◆ **DATA LISTING**
PR #3392, opened 2024-02-24
fix(python): `PythonProject` with Poetry tries to use virtual environment before it's created

### LINKED ISSUE #3390: Can't run `npx projen install` after cloning a `PythonProject` with Poetry
I executed the following sequence of commands:

- `git clone <repo>`
- `npx projen install`

This resulted in the following error message:

```sh
👾 unable to evaluate environment variable VIRTUAL_ENV=$(poetry env info -p): unknown error
```

garysassano:
Fixes #3390 

---


garysassano:
@mrgrain We could resolve this issue by prefixing `poetry env info -p` with `poetry run`, but I don't believe that's the proper solution. The essence of using Poetry is for it to handle the virtual environment management on your behalf. Manually setting up the variables is essentially an attempt to bypass the automatic handling that Poetry is designed to provide.

mrgrain:
> @mrgrain We could resolve this issue by prefixing `poetry env info -p` with `poetry run`, but I don't believe that's the proper solution. The essence of using Poetry is for it to handle the virtual environment management on your behalf. Manually setting up the variables is essentially an attempt to bypass the automatic handling that Poetry is designed to provide.

That's okay. You don't want to use `projen` as a task runner, you are not alone. This is the issue you want to track: https://github.com/projen/projen/issues/2051

---

In the mean time, you've found a bug with the setup of the projen task runner for python projects.

I think this would be the fix, making sure to replace `python` with `option.pythonExec`:

```console
poetry env info -p || (poetry env use python -q && poetry env info -p)
```

garysassano:
I'm not sure to understand how relevant is that issue you linked.

Anyway, the command you provided wouldn't fix the error since the problem here is that the virtual environment doesn't exist once you've just cloned a repo.

I will then fix the issue while maintaining the existing logic, but I must say that I'm not a fan of manually setting the virtual environment like it's currently being done.

Ideally, we should follow Poetry's guidelines to either spawn a sub-shell with `poetry shell` or activate the virtual environment through the provided script using `source {path_to_venv}/bin/activate`.

garysassano:
>How do you propose we find path_to_venv if not using poetry env info -p?

In my view, this could be effortlessly achieved by setting Poetry's configuration to include `virtualenvs.in-project = true`. Such a configuration aligns with the practice of having `node_modules` at the project's root, suggesting that `.venv` should also be located at the root. Using a setting like `virtualenvs.path = "{cache-dir}/virtualenvs"` (Poetry's default) doesn't seem appropriate for our scenario.

garysassano:
I had to adjust the command and make it more verbose in order to make sure it wouldn't throw a warning on the first run (`VIRTUAL_ENV` gets evaluted to `null` with the solution you proposed).

Now you can clone a new repo and run `npx projen install` immediately without any errors or warnings being displayed.

### New solution

#### tasks.json
```json
"env": {
  "VIRTUAL_ENV": "$(poetry env info -p || poetry env use python | grep -oP 'Using virtualenv: \\K.*')",
  "PATH": "$(echo $(poetry env info -p)/bin:$PATH)"
},
```

#### first run
```sh
❯ npx projen install
Creating virtualenv cdk-aws-apigateway-rest-api in /home/user/github/cdk-aws-apigateway-http-api/.venv
👾 install | poetry update
Updating dependencies
Resolving dependencies... (1.0s)
```

### Proposed solution

#### tasks.json
```json
"env": {
  "VIRTUAL_ENV": "$(poetry env info -p || poetry env use python -q)",
  "PATH": "$(echo $(poetry env info -p)/bin:$PATH)"
},
```

#### first run
```sh
❯ npx projen install
The virtual environment found in . seems to be broken.
Recreating virtualenv test-projen in /home/user/github/test-projen/.venv
Updating dependencies
Resolving dependencies... (1.0s)
```

garysassano:
I had to adjust the command and make it more verbose in order to make sure it wouldn't throw a warning on the first run (`VIRTUAL_ENV` gets evaluted to `null` with the solution you proposed).

Now you can clone a new repo and run `npx projen install` immediately without any errors or warnings being displayed.

### New solution

#### tasks.json
```json
"env": {
  "VIRTUAL_ENV": "$(poetry env info -p || poetry env use python | grep -oP 'Using virtualenv: \\K.*')",
  "PATH": "$(echo $(poetry env info -p)/bin:$PATH)"
},
```

#### first run
```sh
❯ npx projen install
Creating virtualenv test-projen in /home/user/github/test-projen/.venv
👾 install | poetry update
Updating dependencies
Resolving dependencies... (1.0s)
```

### Proposed solution

#### tasks.json
```json
"env": {
  "VIRTUAL_ENV": "$(poetry env info -p || poetry env use python -q)",
  "PATH": "$(echo $(poetry env info -p)/bin:$PATH)"
},
```

#### first run
```sh
❯ npx projen install
The virtual environment found in . seems to be broken.
Recreating virtualenv test-projen in /home/user/github/test-projen/.venv
Updating dependencies
Resolving dependencies... (1.0s)
```

garysassano:
There's a problem with grep existing only in UNIX-based OSs, so I think it would be just simpler to just use `poetry run poetry env info -p` for the first run.

garysassano:
There's a problem with grep existing only in UNIX-based OSs, so I think it would be just simpler to use `poetry run poetry env info -p` for the first run.

mrgrain:
Looks great now! If you update the snapshot and revert the doc change, this should be good to go.

mrgrain (approved):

◆ **WORK TO COMPLETE**
For each line shown above, write an exact copy.

◆ **EXERCISE RESULT**
PR #3392, opened 2024-02-24
fix(python): `PythonProject` with Poetry tries to use virtual environment before it's created

### LINKED ISSUE #3390: Can't run `npx projen install` after cloning a `PythonProject` with Poetry
I executed the following sequence of commands:

- `git clone <repo>`
- `npx projen install`

This resulted in the following error message:

```sh
👾 unable to evaluate environment variable VIRTUAL_ENV=$(poetry env info -p): unknown error
```

garysassano:
Fixes #3390 

---


garysassano:
@mrgrain We could resolve this issue by prefixing `poetry env info -p` with `poetry run`, but I don't believe that's the proper solution. The essence of using Poetry is for it to handle the virtual environment management on your behalf. Manually setting up the variables is essentially an attempt to bypass the automatic handling that Poetry is designed to provide.

mrgrain:
> @mrgrain We could resolve this issue by prefixing `poetry env info -p` with `poetry run`, but I don't believe that's the proper solution. The essence of using Poetry is for it to handle the virtual environment management on your behalf. Manually setting up the variables is essentially an attempt to bypass the automatic handling that Poetry is designed to provide.

That's okay. You don't want to use `projen` as a task runner, you are not alone. This is the issue you want to track: https://github.com/projen/projen/issues/2051

---

In the mean time, you've found a bug with the setup of the projen task runner for python projects.

I think this would be the fix, making sure to replace `python` with `option.pythonExec`:

```console
poetry env info -p || (poetry env use python -q && poetry env info -p)
```

garysassano:
I'm not sure to understand how relevant is that issue you linked.

Anyway, the command you provided wouldn't fix the error since the problem here is that the virtual environment doesn't exist once you've just cloned a repo.

I will then fix the issue while maintaining the existing logic, but I must say that I'm not a fan of manually setting the virtual environment like it's currently being done.

Ideally, we should follow Poetry's guidelines to either spawn a sub-shell with `poetry shell` or activate the virtual environment through the provided script using `source {path_to_venv}/bin/activate`.

garysassano:
>How do you propose we find path_to_venv if not using poetry env info -p?

In my view, this could be effortlessly achieved by setting Poetry's configuration to include `virtualenvs.in-project = true`. Such a configuration aligns with the practice of having `node_modules` at the project's root, suggesting that `.venv` should also be located at the root. Using a setting like `virtualenvs.path = "{cache-dir}/virtualenvs"` (Poetry's default) doesn't seem appropriate for our scenario.

garysassano:
I had to adjust the command and make it more verbose in order to make sure it wouldn't throw a warning on the first run (`VIRTUAL_ENV` gets evaluted to `null` with the solution you proposed).

Now you can clone a new repo and run `npx projen install` immediately without any errors or warnings being displayed.

### New solution

#### tasks.json
```json
"env": {
  "VIRTUAL_ENV": "$(poetry env info -p || poetry env use python | grep -oP 'Using virtualenv: \\K.*')",
  "PATH": "$(echo $(poetry env info -p)/bin:$PATH)"
},
```

#### first run
```sh
❯ npx projen install
Creating virtualenv cdk-aws-apigateway-rest-api in /home/user/github/cdk-aws-apigateway-http-api/.venv
👾 install | poetry update
Updating dependencies
Resolving dependencies... (1.0s)
```

### Proposed solution

#### tasks.json
```json
"env": {
  "VIRTUAL_ENV": "$(poetry env info -p || poetry env use python -q)",
  "PATH": "$(echo $(poetry env info -p)/bin:$PATH)"
},
```

#### first run
```sh
❯ npx projen install
The virtual environment found in . seems to be broken.
Recreating virtualenv test-projen in /home/user/github/test-projen/.venv
Updating dependencies
Resolving dependencies... (1.0s)
```

garysassano:
I had to adjust the command and make it more verbose in order to make sure it wouldn't throw a warning on the first run (`VIRTUAL_ENV` gets evaluted to `null` with the solution you proposed).

Now you can clone a new repo and run `npx projen install` immediately without any errors or warnings being displayed.

### New solution

#### tasks.json
```json
"env": {
  "VIRTUAL_ENV": "$(poetry env info -p || poetry env use python | grep -oP 'Using virtualenv: \\K.*')",
  "PATH": "$(echo $(poetry env info -p)/bin:$PATH)"
},
```

#### first run
```sh
❯ npx projen install
Creating virtualenv test-projen in /home/user/github/test-projen/.venv
👾 install | poetry update
Updating dependencies
Resolving dependencies... (1.0s)
```

### Proposed solution

#### tasks.json
```json
"env": {
  "VIRTUAL_ENV": "$(poetry env info -p || poetry env use python -q)",
  "PATH": "$(echo $(poetry env info -p)/bin:$PATH)"
},
```

#### first run
```sh
❯ npx projen install
The virtual environment found in . seems to be broken.
Recreating virtualenv test-projen in /home/user/github/test-projen/.venv
Updating dependencies
Resolving dependencies... (1.0s)
```

garysassano:
There's a problem with grep existing only in UNIX-based OSs, so I think it would be just simpler to just use `poetry run poetry env info -p` for the first run.

garysassano:
There's a problem with grep existing only in UNIX-based OSs, so I think it would be just simpler to use `poetry run poetry env info -p` for the first run.

mrgrain:
Looks great now! If you update the snapshot and revert the doc change, this should be good to go.

mrgrain (approved):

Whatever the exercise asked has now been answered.